DATASET RECORDS:
PR #673, opened 2023-12-01
Fix tokens default validity in seconds

enricovianello:
We were fixing an infinite AT settings with a expiration = now. We'd prefer to set the default validity in seconds set at configuration time.
We need to be sure not braking RAT logic or ID tokens.


enricovianello:
Replaced by #677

TASK DIRECTIONS:
Leaving each word as it is, reproduce all the material.

WRITTEN REPLY:
PR #673, opened 2023-12-01
Fix tokens default validity in seconds

enricovianello:
We were fixing an infinite AT settings with a expiration = now. We'd prefer to set the default validity in seconds set at configuration time.
We need to be sure not braking RAT logic or ID tokens.


enricovianello:
Replaced by #677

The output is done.